Beşiktaş’ta saha içindeki istikrarsızlık kadar, saha dışındaki iletişim eksikliği de kulübün en büyük problemleri arasında yer almaya başladı. Başkan Serdal Adalı, teknik heyet ve yönetim kurulu cephesinden kamuoyuna net mesajlar verilmemesi nedeniyle eleştirilerin hedefinde. Özellikle kriz anlarında camianın sesini duyuracak bir basın sözcüsünün eksikliği, kulübün dış dünyaya karşı savunmasız kalmasına neden oluyor.
Rakip kulüplerin iletişim stratejileri Beşiktaş’ın suskunluğunu daha da görünür kılıyor. Fenerbahçe’de Ali Koç, uzun süre medya karşısında tek başına yükü omuzladı. Son dönemde ise Acun Ilıcalı, medya tecrübesiyle hem kulübü savunuyor hem de Ali Koç’un üzerindeki kamuoyu baskısını hafifletiyor.
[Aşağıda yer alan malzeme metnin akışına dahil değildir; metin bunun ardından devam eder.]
Issue #1147, opened 2022-02-02
Protocol tests and floating point comparisons


david-perez:
Server protocol tests are using the `PartialEq` implementation on floating point types because they `assert_eq` on the containing operation input shape.

Client protocol tests, on the other hand, _always_ iterate over the shape's members and use [`aws_smithy_protocol_test::FloatEquals`](https://docs.rs/aws-smithy-protocol-test/latest/aws_smithy_protocol_test/trait.FloatEquals.html).

> This trait differs in float’s default PartialEq implementation by considering all NaN values to be equal.

I stumbled upon this earlier in https://github.com/awslabs/smithy/pull/1040#discussion_r780418707. I think this fix is fair.

However, I don't see this trait being used _recursively_ in the client tests i.e. the shape containing floating point types could be nested.

https://github.com/awslabs/smithy-rs/blob/4b8381b22c8d4b8eebea60bdc6a666bb75dece57/codegen/src/main/kotlin/software/amazon/smithy/rust/codegen/smithy/generators/protocol/ProtocolTestGenerator.kt#L326-L335

PR #1177, opened 2022-02-10
Consider `NaN` to be equal to itself in server protocol tests

david-perez:
The client protocol tests use the
`aws_smithy_protocol_test::FloatEquals` for this [0].

Note we're only applying this to direct floating point shape members,
i.e. this commit _does not_ address #1147.

[0]: https://docs.rs/aws-smithy-protocol-test/latest/aws_smithy_protocol_test/trait.FloatEquals.html


crisidev (commented):
Isn't this semantically wrong? https://doc.rust-lang.org/std/primitive.f32.html

david-perez:
@crisidev In protocol tests we don't want to do any math on `NaN` values, nor do we care about the specific bits of a _particular_ `NaN`, or about what calculation poisoned the result. We do need however a mechanism to verify that we deserialize `"NaN"` on the wire to a `NaN` floating point value, i.e. to check for the _presence_ of _a_ (any) `NaN` value. Using `aws_smithy_protocol_test::FloatEquals` for this purpose is fair use.

I found this post interesting https://stackoverflow.com/questions/10034149/why-is-nan-not-equal-to-nan

codegen-server/src/main/kotlin/software/amazon/smithy/rust/codegen/server/smithy/generators/protocol/ServerProtocolTestGenerator.kt
```diff
@@ -357,7 +359,40 @@ class ServerProtocolTestGenerator(
...
+                                    #{AssertEq}(parsed.$memberName, expected.$memberName, "Unexpected value for `$memberName`");
+                                    """,
+                                *codegenScope
+                            )
+                        }
+                    }
+                }
+            } else {
+                rustWriter.rustTemplate("#{AssertEq}(parsed, expected);", *codegenScope)
+            }
```
rcoh, line 395: should we being extracting some sort of `ProtocolTestCore`? The client has this behavior too right?

rcoh (approved):

codegen-server/src/main/kotlin/software/amazon/smithy/rust/codegen/server/smithy/generators/protocol/ServerProtocolTestGenerator.kt
david-perez: 100%. It's slightly different in that the client _always_ iterates over the members to do the equality comparison.

But yes, once I get all the protocol tests for restJson1 passing, I plan on extracting a lot of shared functionality between client and server protocol tests.

crisidev (approved):

PR #1179, opened 2022-02-10
Autodump generated files

### LINKED ISSUE #1178: Print generated sources automatically in unit tests
Currently, we have to manually print generated sources at the end of unit tests. Example below:

https://github.com/awslabs/smithy-rs/blob/c17d58fd0862194f625bcc0e8f4697d231a3ca73/codegen/src/test/kotlin/software/amazon/smithy/rust/codegen/generators/http/RequestBindingGeneratorTest.kt#L324-L328

It would be nice if the unit tests knew what files they generated and automatically printed these paths. https://github.com/awslabs/smithy-rs/pull/1174#discussion_r803944823

> The TestWriterDelegate has the baseDir, and from that, we should be able to walk through all of src/*.rs in compileAndTest() and print out links automatically. I don't think it would have a way to know all the file names upfront since the generator classes can create their own files without it being aware.

rcoh:
## Motivation and Context
- Fixes #1178 

## Description
Print `file:///` automatically from TestWriterDelegator

## Testing
- [x] ran test locally, verified that the list of files was printed and the links worked

### DIFF
--- a/codegen/src/main/kotlin/software/amazon/smithy/rust/codegen/testutil/Rust.kt
+++ b/codegen/src/main/kotlin/software/amazon/smithy/rust/codegen/testutil/Rust.kt
@@ -158,7 +158,7 @@ class TestWriterDelegator(private val fileManifest: FileManifest, symbolProvider
     RustCrate(fileManifest, symbolProvider, DefaultPublicModules) {
     val baseDir: Path = fileManifest.baseDir
 
-    fun generatedFiles(): List<Path> = fileManifest.files.toList()
+    fun generatedFiles(): List<Path> = fileManifest.files.toList().sorted()
 }
 
 /**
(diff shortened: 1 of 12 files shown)


codegen/src/main/kotlin/software/amazon/smithy/rust/codegen/testutil/Rust.kt
```diff
@@ -177,6 +179,10 @@ fun TestWriterDelegator.compileAndTest(runClippy: Boolean = false) {
         manifestCustomizations = emptyMap(),
         libRsCustomizations = listOf(),
     )
+    println("Generated files:")
+    generatedFiles().forEach { path ->
```
jdisanti, line 183: Is this already sorted by name?

jdisanti (approved):
Love it!

codegen/src/main/kotlin/software/amazon/smithy/rust/codegen/testutil/Rust.kt
rcoh: no it's actually nondeterministic 😅 probably nice for usability to sort it

PR #1186, opened 2022-02-13
Server allow `unused_variables` in `serverSerializeResponse` and `serverParseRequest`

guymguym:
## Motivation and Context
- Get rid of warnings in server-codegen operation_ser.rs.

## Description
- Allow unused_variables for output arg in `serverSerializeResponse()`.
- Used the same approach as found in `serverParseRequest()` -
https://github.com/awslabs/smithy-rs/blob/548f6ed4307faae5bb98e431db96ae90a59e489d/codegen-server/src/main/kotlin/software/amazon/smithy/rust/codegen/server/smithy/protocols/ServerHttpProtocolGenerator.kt#L318

## Testing
- Compiled and observed the warnings go away.

## Checklist

### DIFF
--- a/codegen-server/src/main/kotlin/software/amazon/smithy/rust/codegen/server/smithy/protocols/ServerHttpProtocolGenerator.kt
+++ b/codegen-server/src/main/kotlin/software/amazon/smithy/rust/codegen/server/smithy/protocols/ServerHttpProtocolGenerator.kt
@@ -316,14 +316,13 @@ private class ServerHttpProtocolImplGenerator(
         val inputShape = operationShape.inputShape(model)
         val inputSymbol = symbolProvider.toSymbol(inputShape)
         val includedMembers = httpBindingResolver.requestMembers(operationShape, HttpLocation.DOCUMENT)
-        val unusedVars = if (includedMembers.isEmpty()) "##[allow(unused_variables)] " else ""
 
         return RuntimeType.forInlineFun(fnName, operationDeserModule) {
             Attribute.Custom("allow(clippy::unnecessary_wraps)").render(it)
             it.rustBlockTemplate(
                 """
                 pub async fn $fnName<B>(
-                    ${unusedVars}request: &mut #{AxumCore}::extract::RequestParts<B>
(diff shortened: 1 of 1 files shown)


david-perez (changes requested):
Not having members bound to the document is _not a sufficient condition_ for the `output` argument to end up unused.

An example illustrating this is given by:

```
$version: "1.0"

use aws.protocols#restJson1

@restJson1
@title("SimpleService")
service SimpleService {
    operations: [
        AnOperation,
    ],
}

@http(uri: "/operation", method: "GET")
operation AnOperation {
    input: AnOperationInput,
    output: AnOperationOutput,
}

structure AnOperationInput { }

structure AnOperationOutput {
    @httpHeader("My-Header")
    headerBoundData: String
}
```

Here, there aren't any output members bound to the document, so with this patch, `#[allow(unused_variables)]` will get added; however, `output` _is_ used because it has a header-bound member.

```rust
pub fn serialize_an_operation_response(
    #[allow(unused_variables)] output: crate::output::AnOperationOutput,
) -> std::result::Result<
    axum_core::response::Response,
> {
    Ok({
        #[allow(unused_mut)]
        let mut builder = http::Response::builder();
        builder = crate::http_serde::add_headers_an_operation(&output, builder)?;
        builder = aws_smithy_http::header::set_response_header_if_absent(
            builder,
            http::header::CONTENT_TYPE,
            "application/json",
        );
        let payload =
            crate::operation_ser::serialize_structure_crate_output_an_operation_output(&output)?;
        builder.body(aws_smithy_http_server::body::to_boxed(payload))?
    })
}
```


I think it's best we not be smart and simplify the codegen, and _unconditionally_ add `#[allow(unused_variables)]` both here and in `serverParseRequest`. There are multiple instances of the client adding attributes like these unconditionally just to simplify the codegen.

https://github.com/awslabs/smithy-rs/blob/548f6ed4307faae5bb98e431db96ae90a59e489d/codegen-server/src/main/kotlin/software/amazon/smithy/rust/codegen/server/smithy/protocols/ServerHttpProtocolGenerator.kt#L318

david-perez (approved):
Thank you.

Issue #1150, opened 2022-02-03
Server operation handlers need to be able to result with internal error


guymguym:
Servers might have internal errors which are not defined in the API as functional errors.
However, currently if the operation has no errors defined in the API, the handler type will not allow to return any error, and the return type of the handler will be expected to be the output type directly, which makes it impossible to signal an internal error has occurred. Only panic is possible which is not desired for most servers.
Is there's any way to map such errors in the server which does not panic?
Maybe adding an `unhandled` error type like the client has?

That said - when I look at the S3 smithy model, I find that it lacks a lot of error definitions for operations.
Here is a list of all the operations that have errors defined:
```
$ node -e 'm=require("../smithy-rs/aws/sdk/aws-models/s3.json"); Object.entries(m.shapes).forEach(([n,s])=>{ if (s.type==="operation" && s.errors) console.log(n, "---", s.errors.map(x=>x.target).join(",")); })'
com.amazonaws.s3#AbortMultipartUpload --- com.amazonaws.s3#NoSuchUpload
com.amazonaws.s3#CopyObject --- com.amazonaws.s3#ObjectNotInActiveTierError
com.amazonaws.s3#CreateBucket --- com.amazonaws.s3#BucketAlreadyExists,com.amazonaws.s3#BucketAlreadyOwnedByYou
com.amazonaws.s3#GetObject --- com.amazonaws.s3#InvalidObjectState,com.amazonaws.s3#NoSuchKey
com.amazonaws.s3#GetObjectAcl --- com.amazonaws.s3#NoSuchKey
com.amazonaws.s3#HeadBucket --- com.amazonaws.s3#NotFound
com.amazonaws.s3#HeadObject --- com.amazonaws.s3#NotFound
com.amazonaws.s3#ListObjects --- com.amazonaws.s3#NoSuchBucket
com.amazonaws.s3#ListObjectsV2 --- com.amazonaws.s3#NoSuchBucket
com.amazonaws.s3#PutObjectAcl --- com.amazonaws.s3#NoSuchKey
com.amazonaws.s3#RestoreObject --- com.amazonaws.s3#ObjectAlreadyInActiveTierError
```
This is clearly a tiny fraction of the real errors that this API can return.
See https://docs.aws.amazon.com/AmazonS3/latest/API/ErrorResponses.html

I think that I could bypass this limitation if the server handlers could return a generic error in addition to the predefined ones...
@david-perez @crisidev WDYT?

crisidev:
[...]

PR #1190, opened 2022-02-15
Add decorator to allow to make all operations fallible

crisidev:
## Motivation and Context
Force all operations in the model to be fallible.

When this decorator is applied, operations that do not have a Smithy error attatched, will return `Result<OperationOutput, InternalServerError>`.

To enable this decorator, create a file called `META-INF/service/software.amazon.smithy.rust.codegen.smithy.customize.RustCodegenDecorator` containing `codegen-server/src/main/resources/META-INF/services/software.amazon.smithy.rust.codegen.smithy.customize.RustCodegenDecorator`.

Closes: #1150

### DIFF
--- a/codegen-server/src/main/kotlin/software/amazon/smithy/rust/codegen/server/smithy/customizations/FallibleOperationsDecorator.kt
+++ b/codegen-server/src/main/kotlin/software/amazon/smithy/rust/codegen/server/smithy/customizations/FallibleOperationsDecorator.kt
@@ -1,0 +1,46 @@
+/*
+ * Copyright Amazon.com, Inc. or its affiliates. All Rights Reserved.
+ * SPDX-License-Identifier: Apache-2.0.
+ */
+
+package software.amazon.smithy.rust.codegen.server.smithy.customizations
+
+import software.amazon.smithy.model.Model
+import software.amazon.smithy.model.shapes.MemberShape
+import software.amazon.smithy.model.shapes.OperationShape
+import software.amazon.smithy.model.shapes.ServiceShape
+import software.amazon.smithy.model.shapes.StructureShape
+import software.amazon.smithy.model.traits.ErrorTrait
+import software.amazon.smithy.model.traits.RequiredTrait
+import software.amazon.smithy.model.transform.ModelTransformer
+import software.amazon.smithy.rust.codegen.smithy.customize.RustCodegenDecorator
+
+/**
+ * Force all operations in the model to be fallible.
+ *
+ * When this decorator is applied, operations that do not have a Smithy error attatched,
+ * will return `Result<OperationOutput, InternalServerError>`.
+ *
+ * To enable this decorator, create a file called `META-INF/services/software.amazon.smithy.rust.codegen.smithy.customize.RustCodegenDecorator`
+ * containing `codegen-server/src/main/resources/META-INF/services/software.amazon.smithy.rust.codegen.smithy.customize.RustCodegenDecorator`.
+ */
+class FallibleOperationsDecorator : RustCodegenDecorator {
+    override val name: String = "FallibleOperations"
+    override val order: Byte = 0
+
+    override fun transformModel(service: ServiceShape, model: Model): Model {
+        val namespace = service.id.getNamespace()
+        val message = MemberShape.builder().id("$namespace#InternalServerError\$message")
+            .target("smithy.api#String").addTrait(RequiredTrait()).build()
+        val errorShape = StructureShape.builder().id("$namespace#InternalServerError")
+            .addTrait(ErrorTrait("server")).addMember(message).build()
+        val modelShapes = model.toBuilder().addShapes(listOf(errorShape)).build()
+        return ModelTransformer.create().mapShapes(modelShapes) { shape ->
+            if (shape is OperationShape && shape.errors.isEmpty()) {
+                shape.toBuilder().addError(errorShape).build()
+            } else {
+                shape
+            }
+        }
+    }
+}


codegen-server/src/main/kotlin/software/amazon/smithy/rust/codegen/server/smithy/customizations/FallibleOperationsDecorator.kt
```diff
@@ -0,0 +1,46 @@
...
+import software.amazon.smithy.model.shapes.OperationShape
+import software.amazon.smithy.model.shapes.ServiceShape
+import software.amazon.smithy.model.shapes.StructureShape
+import software.amazon.smithy.model.traits.ErrorTrait
+import software.amazon.smithy.model.traits.RequiredTrait
+import software.amazon.smithy.model.transform.ModelTransformer
+import software.amazon.smithy.rust.codegen.smithy.customize.RustCodegenDecorator
+
+/**
+ * Force all operations in the model to be fallible.
```
rcoh, line 19: `Add at least one error to all operations in the model`? A bit more explicit about what this does

rcoh (approved):

codegen-server/src/main/kotlin/software/amazon/smithy/rust/codegen/server/smithy/customizations/FallibleOperationsDecorator.kt
```diff
@@ -0,0 +1,46 @@
...
+        val errorShape = StructureShape.builder().id("$namespace#InternalServerError")
+            .addTrait(ErrorTrait("server")).addMember(message).build()
+        val modelShapes = model.toBuilder().addShapes(listOf(errorShape)).build()
+        return ModelTransformer.create().mapShapes(modelShapes) { shape ->
+            if (shape is OperationShape && shape.errors.isEmpty()) {
+                shape.toBuilder().addError(errorShape).build()
+            } else {
+                shape
+            }
+        }
```
rcoh, line 44: you might want to refactor this out into at least a function so it's testable (It should be pretty quick to make a model and run it through this function to verify that all operations have errors)

crisidev: I will add a test, you are right.

david-perez (approved):

guymguym:
@crisidev is this path `META-INF/service/software.amazon.smithy.rust.codegen.smithy.customize.RustCodegenDecorator` meant to be from the smithy-rs project root? or from the root of the build task, and then it will read from under codegen-server-test/...?

rcoh:
assuming you're using the plugin from a separate gradle project, this `META-INF` would be within resources—you can see the `aws/sdk` directory as an example: https://github.com/awslabs/smithy-rs/blob/main/aws/sdk-codegen/src/main/resources/META-INF/services/software.amazon.smithy.rust.codegen.smithy.customize.RustCodegenDecorator

rcoh (approved):
LGTM!

codegen-server/src/main/kotlin/software/amazon/smithy/rust/codegen/server/smithy/customizations/FallibleOperationsDecorator.kt
```diff
@@ -0,0 +1,54 @@
...
+import software.amazon.smithy.rust.codegen.smithy.customize.RustCodegenDecorator
+
+/**
+ * Add at least one error to all operations in the model.
+ *
+ * When this decorator is applied, operations that do not have a Smithy error attatched,
+ * will return `Result<OperationOutput, InternalServerError>`.
+ *
+ * To enable this decorator, create a file called `META-INF/services/software.amazon.smithy.rust.codegen.smithy.customize.RustCodegenDecorator`
+ * containing `codegen-server/src/main/resources/META-INF/services/software.amazon.smithy.rust.codegen.smithy.customize.RustCodegenDecorator`.
```
guymguym, line 25: @crisidev shouldn't this change to match the updated decorator class name - FallibleOperationsDecorator?

I am trying to get this to work from my separate gradle build root, and I see the jar containing the meta-inf file, but the decorator is not running (I added a print to make sure). I am probably missing something regarding the gradle build structure but hard to figure out what. Any chance you could show me how this can be applied to the codegen-server-test project perhaps? Sorry for the hassle, but I'm a bit lost after trying a bunch of things. Thanks

crisidev: Damn, this is completely wrong.. it should contain the java path of the decorator you want to use: `software.amazon.smithy.rust.codegen.server.smithy.customizations.FaillibleOperationsDecorator`.

guymguym:
Hey @crisidev - I still can't make this work for me.

These are the steps I use to apply the decorator to codegen-server-test:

Teknik direktör Jose Mourinho da her açıklamasıyla manşetleri süslüyor.
Galatasaray cephesinde ise teknik direktör Okan Buruk, Fatih Terim geleneğini sürdürerek sadece saha içinde değil, basın toplantılarında da kulüp adına güçlü bir duruş sergiliyor.
Beşiktaş’ta ise durum oldukça farklı. Başkan Serdal Adalı'nın bireysel çabası takdir edilse de, kulüp içi ve dışı iletişimde yalnız kalması, alınan kararların savunulmasında gecikmelere ve yanlış anlaşılmalara sebep oluyor. Taraftarla yönetim arasındaki duygusal bağ giderek zayıflarken, eleştiriler doğrudan Adalı’ya yöneliyor ve bu durum onu hızla yıpratıyor.
Önceki başkan Hasan Arat döneminde de, iletişim kopukluğu en çok eleştirilen konulardan biri olmuştu. Bugün ise benzer sorunların, daha da derinleşerek devam ettiği görülüyor.